Asked if there is a “Fed put” where the central bank would step in if markets plummet, Powell said “no”, while offering an explanation.

“Markets are struggling with a lot of uncertainty and that means volatility. But having said that, markets are functioning…They are orderly and they are functioning just about as you would expect them to function.”

US stocks, already down on the session before Powell spoke, extended their losses afterwards.

“I think people were expecting Powell to be neutral and he was hawkish instead,” Jim Carroll, senior wealth advisor at Ballast Rock Private Wealth in Charleston, South Carolina, said about the additional losses in stocks in response to Powell’s appearance. “When asked if there’s such a thing as a Fed put for the stock market, his answer was ‘no.’”

Heightened uncertainty

In a wide-ranging conversation, Powell also said the Fed was closely monitoring the outcome of a Supreme Court case about Trump’s firing of officials at independent agencies, but he did not think the outcome would apply to the Fed.

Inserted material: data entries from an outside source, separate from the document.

PR #215, opened 2023-02-22
[FLINK-31160] Support join/cogroup in BroadcastUtils.withBroadcastStream

zhipeng93:
Currently BroadcastUtils::withBroadcastStream does not support DataStream::cogroup/join, since we restricted that users can only introduce one extra operator in the specified lambda function.

To support using join/cogroup in BroadcastUtils::withBroadcastStream, we would like to relax the restriction such that users can introduce more than more extra operator, but only the output operator can access the broadcast variables.

## Brief change log
- Relaxes the restrictions of BroadcastUtils::withBroadcastStream such that users can introduce more than one operator in the specified lambda function.
- Sets keyContext to deal with the case that the non-broadcast input is a keyed stream.
- Adds unit test to verify the change.

## Documentation


zhipeng93:
@gaoyunhaii @lindong28 Can you review this PR?

zhipeng93:

flink-ml-core/src/main/java/org/apache/flink/ml/common/broadcast/operator/AbstractBroadcastWrapperOperator.java
```diff
@@ -269,138 +200,162 @@ private OperatorMetricGroup createOperatorMetricGroup(
...
+            ThrowingConsumer<Watermark, Exception> watermarkConsumer,
+            ThrowingConsumer<StreamRecord, Exception> keyContextSetter)
             throws Exception {
-        if (!isBlocked[inputIndex]) {
-            if (areBroadcastVariablesReady()) {
-                if (hasPendingElements[inputIndex]) {
-                    processPendingElementsAndWatermarks(
-                            inputIndex, elementConsumer, watermarkConsumer);
-                    hasPendingElements[inputIndex] = false;
+        if (richContext.hasRichFunction) {
```
lindong28, line 223: It is not very readable to have 4 stacked `if` statements.

How about using something like this:

```
if (!richContext.hasRichFunction) {
    elementConsumer.accept(streamRecord);
} else if (richContext.isBlocked[inputIndex]) {
    while (!areBroadcastVariablesReady()) {
        richContext.mailboxExecutor.yield();
    }
    elementConsumer.accept(streamRecord);
} else if (!areBroadcastVariablesReady()) {
    richContext.dataCacheWriters[inputIndex].addRecord(
            CacheElement.newRecord(streamRecord.getValue()));
} else {
    if (richContext.hasPendingElements[inputIndex]) {
        processPendingElementsAndWatermarks(
                inputIndex, elementConsumer, watermarkConsumer, keyContextSetter);
        richContext.hasPendingElements[inputIndex] = false;
        keyContextSetter.accept(streamRecord);
    }
    elementConsumer.accept(streamRecord);
}
```

flink-ml-core/src/main/java/org/apache/flink/ml/common/broadcast/BroadcastUtils.java
```diff
@@ -152,41 +155,52 @@ private static <OUT> DataStream<OUT> cacheBroadcastVariables(
...
         }
         DataStream<OUT> draftOutStream = graphBuilder.apply(draftSources);
-        Preconditions.checkState(
-                draftEnv.getStreamGraph(false).getStreamNodes().size() == 1 + inputList.size(),
-                "cannot add more than one operator in withBroadcastStream's lambda function.");
-        draftEnv.copyToActualEnvironment();
-        return draftEnv.getActualStream(draftOutStream.getId());
+
+        List<Transformation<?>> realNonBroadcastInputs =
+                draftOutStream.getTransformation().getInputs();
```
lindong28, line 185: Can you explain why the inputs of the transformation of datastream generated by the `graphBuilder` is equivalent to the non-broadcast element in the original `inputList`?

Note that `graphBuilder` can include multiple join/map operators such that the inputs of the datastream computed by it might not even be a subset of the original `inputList`.

flink-ml-core/src/main/java/org/apache/flink/ml/common/broadcast/operator/AbstractBroadcastWrapperOperator.java
```diff
@@ -468,7 +425,9 @@ public void initializeState(StreamTaskStateInitializer streamTaskStateManager)
 
         timeServiceManager = streamOperatorStateContext.internalTimerServiceManager();
 
-        broadcastVariablesReady = false;
+        if (richContext.hasRichFunction) {
+            richContext.broadcastVariablesReady = false;
```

Powell said Fed independence was a matter of law that could only be altered by Congress and drew robust applause for pledging to ignore political influence and set monetary policy based on economics and “without consideration of political or any other extraneous factors”.

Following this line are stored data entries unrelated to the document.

PR #219, opened 2023-03-03
[FLINK-31422] Add Servable for Logistic Regression Model

jiangxin369:

Add Servable for Logistic Regression.

## Brief change log

  - Adds Servable for Logistic Regression
  - Move common params from flink-ml-lib to flink-ml-servable

## Documentation


flink-ml-servable-lib/src/main/java/org/apache/flink/ml/classification/logisticregression/LogisticRegressionModelServable.java
```diff
@@ -0,0 +1,148 @@
...
+    }
+
+    /**
+     * The main logic that predicts one input data point.
+     *
+     * @param feature The input feature.
+     * @param coefficient The model parameters.
+     * @return The prediction label and the raw probabilities.
+     */
+    public static Tuple2<Double, DenseVector> predictOneDataPoint(
```
lindong28, line 114: Should we make this method protected so that it won't be used by code outside Flink ML repo to do online prediction?

Would it be better to name this method `Tuple2<Double, DenseVector> transform(Vector feature)` so that it is more consistent with `DataFrame transform(DataFrame input)`?

flink-ml-lib/src/main/java/org/apache/flink/ml/classification/logisticregression/LogisticRegressionModel.java
```diff
@@ -150,21 +153,9 @@ public Row map(Row dataPoint) {
                 coefficient = modelData.coefficient;
             }
             DenseVector features = ((Vector) dataPoint.getField(featuresCol)).toDense();
-            Row predictionResult = predictOneDataPoint(features, coefficient);
-            return Row.join(dataPoint, predictionResult);
+            Tuple2<Double, DenseVector> predictionResult =
+                    LogisticRegressionModelServable.predictOneDataPoint(features, coefficient);
```
lindong28, line 157: Would it be more readable to instantiate an instance of `LogisticRegressionModelServable` and call `LogisticRegressionModelServable#transform(features)` here?

flink-ml-servable-lib/src/main/java/org/apache/flink/ml/classification/logisticregression/LogisticRegressionModelServable.java
```diff
@@ -0,0 +1,148 @@
...
+
+        return outputStream.toByteArray();
+    }
+
+    @Override
+    public Map<Param<?>, Object> getParamMap() {
+        return paramMap;
+    }
+
+    public DenseVector getCoefficient() {
```
lindong28, line 145: Is it necessary to add this public API for users to get servable model data? This public API was not discussed in any existing FLIP.

flink-ml-lib/src/test/java/org/apache/flink/ml/classification/LogisticRegressionTest.java
```diff
@@ -253,6 +255,25 @@ public void testSaveLoadAndPredict() throws Exception {
...
+                        tEnv,
+                        model,
+                        tempFolder.newFolder().getAbsolutePath(),
+                        LogisticRegressionModel::loadServable);
+
+        assertEquals("features", servable.getFeaturesCol());
+        assertEquals("prediction", servable.getPredictionCol());
+        assertEquals("rawPrediction", servable.getRawPredictionCol());
+
+        assertArrayEquals(expectedCoefficient, servable.getCoefficient().values, 0.1);
```
lindong28, line 274: Should we verify the result of the `servable.transform(...)` similar to `PipelineTest#testPipelineModelServable`?

flink-ml-servable-lib/src/main/java/org/apache/flink/ml/classification/logisticregression/LogisticRegressionModelServable.java
```diff
@@ -0,0 +1,148 @@
...
+    }
+
+    /**
+     * Serializes the model data into byte array which can be saved to external storage and then be
+     * used to update the Servable by `TransformerServable::setModelData` method.
+     *
+     * @param modelData The model data to be serialized.
+     * @return The serialized model data in byte array.
+     */
+    public static byte[] serialize(DenseVector modelData) throws IOException {
```
lindong28, line 128: Does this mean that users need to know the internal data structure/type of the model data in order to use this public method?

flink-ml-servable-lib/src/test/java/org/apache/flink/ml/classification/logisticregression/LogisticRegressionModelServableTest.java
```diff
@@ -0,0 +1,153 @@
...
+
+        verifyPredictionResult(
+                output,
+                servable.getFeaturesCol(),
+                servable.getPredictionCol(),
+                servable.getRawPredictionCol());
+    }
+
+    @Test
+    public void testSetModelData() throws IOException {
```
lindong28, line 118: This test looks **exactly** the same as `testTransform()`. What is the purpose of having both tests?

flink-ml-servable-lib/src/test/java/org/apache/flink/ml/classification/logisticregression/LogisticRegressionModelServableTest.java
```diff
@@ -0,0 +1,153 @@
...
+import java.io.ByteArrayInputStream;
+import java.io.IOException;
+import java.util.ArrayList;
+import java.util.Arrays;
+
+import static org.junit.Assert.assertEquals;
+import static org.junit.Assert.assertTrue;
+
+/** Tests the {@link LogisticRegressionModelServable}. */
+public class LogisticRegressionModelServableTest {
```
lindong28, line 40: Should we have a test that covers the processing of saving model and loading servable, similar to `PipelineTest#testPipelineModelServable`?

flink-ml-servable-lib/src/test/java/org/apache/flink/ml/classification/logisticregression/LogisticRegressionModelServableTest.java
jiangxin369: Yes, I should have deleted it.

flink-ml-servable-lib/src/test/java/org/apache/flink/ml/classification/logisticregression/LogisticRegressionModelServableTest.java
jiangxin369: It is covered in `LogisticRegressionTest#testSaveLoadServable`.

flink-ml-lib/src/test/java/org/apache/flink/ml/classification/LogisticRegressionTest.java
jiangxin369: I don't think we really need to verify the result of the `servable.transform(...)`, because it has been covered in `LogisticRegressionModelServableTest#testTransform`. If you are worrying about the consistency of test cases of `PipelineTest` and `LogisticRegressionModelServableTest`, I think we should change the `PipelineTest#testPipelineModelServable` to only verify the model data of each stages.

lindong28: `LogisticRegressionModelServableTest#testTransform` does not save/load servable.

We need to have a test that shows that we can save/load servable and use the loaded servable for online prediction, similar to why we have both `LogisticRegressionTest#testFitAndPredict` and `LogisticRegressionTest#testSaveLoadAndPredict`.

flink-ml-servable-lib/src/test/java/org/apache/flink/ml/classification/logisticregression/LogisticRegressionModelServableTest.java
lindong28: `LogisticRegressionTest#testSaveLoadServable` currently does not verify the result of `LogisticRegressionModelServable#transform`.

jiangxin369:
@lindong28 The PR is updated, could you have another look?

lindong28 (commented):

flink-ml-lib/src/main/java/org/apache/flink/ml/classification/logisticregression/LogisticRegressionModel.java
```diff
@@ -149,22 +152,14 @@ public Row map(Row dataPoint) {
...
             }
-            DenseVector features = ((Vector) dataPoint.getField(featuresCol)).toDense();
-            Row predictionResult = predictOneDataPoint(features, coefficient);
-            return Row.join(dataPoint, predictionResult);
-        }
-    }
+            Vector features = (Vector) dataPoint.getField(featuresCol);
+
+            LogisticRegressionModelServable servable =
+                    new LogisticRegressionModelServable(
```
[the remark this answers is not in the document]
jiangxin369: 1. Without the `LogisticRegressionModelServable(LogisticRegressionModelData)` constructor, every time we want to construct the `LogisticRegressionModelServable` with an existing `LogisticRegressionModelData`, we need to serialize the instance of `LogisticRegressionModelData` to bytes and then deserialize the bytes via `setModelData(InputStream... modelDataInputs)`, it may be expensive if the model data is large. I prefer to keep the constructor but make it `protected` or `default`.
2.   Yes we should forward parameters from model to servable, but the `LogisticRegressionModelServable` doesn't need any parameters from model to do predictions. If we are supporting `MinMaxScalerModelServable`, developers can pass the params by `servable.setMin()` directly.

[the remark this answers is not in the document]
lindong28: Making `LogisticRegressionModelServable(LogisticRegressionModelData) ` protected sounds good to me.

However, asking developers to identify and forward the selectively parameters from model to servable is not very convenient and introduces chances of human error. It will much more convenient for Flink ML to provide infra that algorithm developers can use to forward parameters, similar to how the existing Estimators forward parameters to Model using `ParamUtils.updateExistingParams`.

jiangxin369:
@lindong28 Thanks for the review, could you help review again?

flink-ml-servable-lib/src/test/java/org/apache/flink/ml/classification/LogisticRegressionModelServableTest.java
```diff
@@ -0,0 +1,142 @@
...
+                .setPredictionCol("test_predictionCol")
+                .setRawPredictionCol("test_rawPredictionCol");
+        assertEquals("test_features", servable.getFeaturesCol());
+        assertEquals("test_predictionCol", servable.getPredictionCol());
+        assertEquals("test_rawPredictionCol", servable.getRawPredictionCol());
+    }
+
+    @Test
+    public void testTransform() throws IOException {
+        LogisticRegressionModelData modelData = new LogisticRegressionModelData(COEFFICIENT);
```
lindong28, line 106: I am not sure we need this test given that we don't expect users to construct model data directly like this.

Note that we do not have a similar test for LogisticRegressionModel where we explicitly construct model data and give it to the LogisticRegressionModel.

lindong28 (commented):

flink-ml-servable-lib/src/test/java/org/apache/flink/ml/classification/LogisticRegressionModelServableTest.java
jiangxin369: I think it is expected to construct model data like this, e.g. for users who want to test if the servable transformation logic is correct without training a model. 

We do not have a similar test for LogisticRegressionModel because the `LogisticRegression` and `LogisticRegressionModel` are in the same module, it is reasonable to validate `fit` and `transform` in the same test case. However, `LogisticRegressionModelServable` is in a separate module, which means it can be used and tested independently.

lindong28: The separate of `flink-ml-lib` and `flink-ml-servable-lib` is an implementation detail and should not affect how users use `Servable` classes, right?

jiangxin369: I agree. In this way, I could remove all tests in `flink-ml-servable-lib` currently. 

I've updated the PR based on your advice, could you have a look again?

flink-ml-servable-lib/src/main/java/org/apache/flink/ml/classification/logisticregression/LogisticRegressionModelData.java
```diff
@@ -0,0 +1,80 @@
...
+/** Model data of {@link LogisticRegressionModelServable}. */
+public class LogisticRegressionModelData {
+
+    public DenseVector coefficient;
+
+    public long modelVersion;
+
+    public LogisticRegressionModelData() {}
+
+    public LogisticRegressionModelData(DenseVector coefficient) {
```
lindong28, line 40: Would it be simpler to remove this constructor and let users instantiate `LogisticRegressionModelData(.., 0)` similar to what is done in `LogisticRegression#fit`?

lindong28 (commented):
Thanks for the update. LGTM overall. Left one minor comment.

For now, though, it is the politics around tariffs that have left the Fed guessing. It remains uncertain where trade policy will ultimately settle, and the back and forth on its own is leaving businesses and individuals uncertain how to react and, Fed officials worry, may raise public expectations about future inflation.

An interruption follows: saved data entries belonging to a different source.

PR #227, opened 2023-03-28
[FLINK-31623] Fix DataStreamUtils#sample with approximate uniform sampling

Fanoid:

This modification will resolve the issue with `DataStreamUtils#sample` by implementing uniform sampling.

The current implementation utilizes a two-level sampling method. However, if the elements are unevenly distributed among partitions (subtasks), the sampling probabilities may differ across partitions, resulting in non-uniform sampling.

Furthermore, the current implementation has a side-effect where one subtask has a memory footprint of `2 * numSamples * sizeof(element)`, potentially leading to unexpected OOM errors in certain scenarios.

## Brief change log

  - Adds `rebalance` to the input data, and decrease the number of samples in the first round.
  - Adds unit tests for this method.

  - Dependencies (does it add or upgrade a dependency): (yes / no) no
  - The public API, i.e., is any changed class annotated with `@Public(Evolving)`: (yes / no) no

## Documentation

  - Does this pull request introduce a new feature? (yes / no) no
  - If yes, how is the feature documented? (not applicable / docs / JavaDocs / not documented) not applicable

### DIFF
--- a/flink-ml-core/src/main/java/org/apache/flink/ml/common/datastream/DataStreamUtils.java
+++ b/flink-ml-core/src/main/java/org/apache/flink/ml/common/datastream/DataStreamUtils.java
@@ -280,6 +280,15 @@ public class DataStreamUtils {
      * <p>This method takes samples without replacement. If the number of elements in the stream is
      * smaller than expected number of samples, all elements will be included in the sample.
      *
+     * <p>Technical details about this method: Firstly, the input elements are rebalanced. Then, in
+     * the first-round sampling, `firstRoundNumSamples` samples are selected from each data
+     * partitions. In the second-round sampling, `numSamples` elements are sampled from the results
+     * of the first round.
+     *
+     * <p>If the input elements are evenly distributed after rebalancing each element is selected
+     * with an equal probability during both rounds of sampling. Otherwise, elements are picks based
+     * on probabilities with tolerable differences.
+     *
      * @param input The input data stream.
      * @param numSamples The number of elements to be sampled.
      * @param randomSeed The seed to randomly pick elements as sample.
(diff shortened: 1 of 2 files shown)


flink-ml-core/src/main/java/org/apache/flink/ml/common/datastream/DataStreamUtils.java
```diff
@@ -280,6 +280,15 @@ public static <IN, ACC, OUT> DataStream<OUT> aggregate(
      * <p>This method takes samples without replacement. If the number of elements in the stream is
      * smaller than expected number of samples, all elements will be included in the sample.
      *
+     * <p>Technical details about this method: Firstly, the input elements are rebalanced. Then, in
```
zhipeng93, line 283: nit: How about we update the java doc as follows and move the technique details to the implementation part or remove it?

`Performs an approximate uniform sampling over the elements in a bounded data stream. The difference of probablity of two data points been sampled is bounded by O(numSamples * p * p / (M * M)), where p is the paralellism of the input stream, M is the total number of data points that the input stream contains.`

This method takes samples without replacement. If the number of elements in the stream is smaller than expected number of samples, all elements will be included in the sample.

Fanoid: Thanks for your comments. I've updated the PR.

flink-ml-core/src/main/java/org/apache/flink/ml/common/datastream/DataStreamUtils.java
```diff
@@ -288,13 +291,20 @@ public static <IN, ACC, OUT> DataStream<OUT> aggregate(
     public static <T> DataStream<T> sample(DataStream<T> input, int numSamples, long randomSeed) {
         int inputParallelism = input.getParallelism();
 
-        return input.transform(
+        // In a worst-case scenario, the data partition with the greatest number of elements has
+        // `inputParallelism` additional elements compared to the one with the fewest elements even
+        // after `rebalance` performed. Therefore, additional elements are sampled from each
+        // partition in case some partitions has insufficient elements.
+        int firstRoundNumSamples =
```
zhipeng93, line 298: nit: The max difference of number of data points in each partition after calling `rebalance` is `inputParallism`. 
As a result, extra `inputParallelism` data points are sampled for each partition in the first round.

flink-ml-core/src/main/java/org/apache/flink/ml/common/datastream/DataStreamUtils.java
```diff
@@ -288,13 +291,20 @@ public static <IN, ACC, OUT> DataStream<OUT> aggregate(
...
+        return input.rebalance()
+                .transform(
                         "samplingOperator",
                         input.getType(),
-                        new SamplingOperator<>(numSamples, randomSeed))
+                        new SamplingOperator<>(firstRoundNumSamples, randomSeed))
                 .setParallelism(inputParallelism)
                 .transform(
-                        "samplingOperator",
+                        "samplingOperator-2nd-round",
```
zhipeng93, line 307: nit: Let's make the samping operator name consistent.

zhipeng93 (commented):
LGTM overall. Left two minor comments here.

Fanoid:
Hi, I've updated the codes according to your comments. Please check it.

US economic growth does appear to be slowing, he said, with consumer spending growing modestly, a rush of imports to avoid tariffs likely to weigh on estimates of gross domestic product, and sentiment souring.

“Despite heightened uncertainty and downside risks, the US economy is still in a solid position,” Powell said. But “the data in hand so far suggest that growth has slowed in the first quarter from last year’s solid pace”.

Economists see growth continuing to slow this year, while “households and businesses report a sharp decline in sentiment and elevated uncertainty about the outlook, largely reflecting trade policy concerns”, Powell said.

The Fed’s benchmark interest rate is currently 4.25 to 4.5 per cent, where it has been since December following several rate cuts late last year. Since then, progress on restoring inflation to the Fed’s 2 per cent target has slowed. The tariffs threaten to reverse some of those gains, with Fed officials focused on whether anticipated price increases will translate into persistent inflation requiring a monetary policy response.

A judgment about the likely impact will be central to the upcoming Fed debate over whether to leave the rates unchanged, lower them, or even consider rate increases.

“Tariffs are highly likely to generate at least a temporary rise in inflation. The inflationary effects could also be more persistent,” Powell said. “Avoiding that outcome will depend on the size of the effects, on how long it takes for them to pass through fully to prices, and, ultimately, on keeping longer-term inflation expectations well anchored,” an aim Fed officials have begun to emphasise.

While measures of inflation expectations over short-term periods “have moved up significantly” because of tariffs, Powell said the longer-term expectations more closely watched by the Fed remain consistent with its inflation goal. With policymakers also watching employment, Powell said the labour market remained “in solid condition” and “at or near maximum employment”.

But should the Fed get caught between rising inflation and a rising unemployment rate, “we would consider how far the economy is from each goal, and the potentially different time horizons over which those respective gaps would be anticipated to close”.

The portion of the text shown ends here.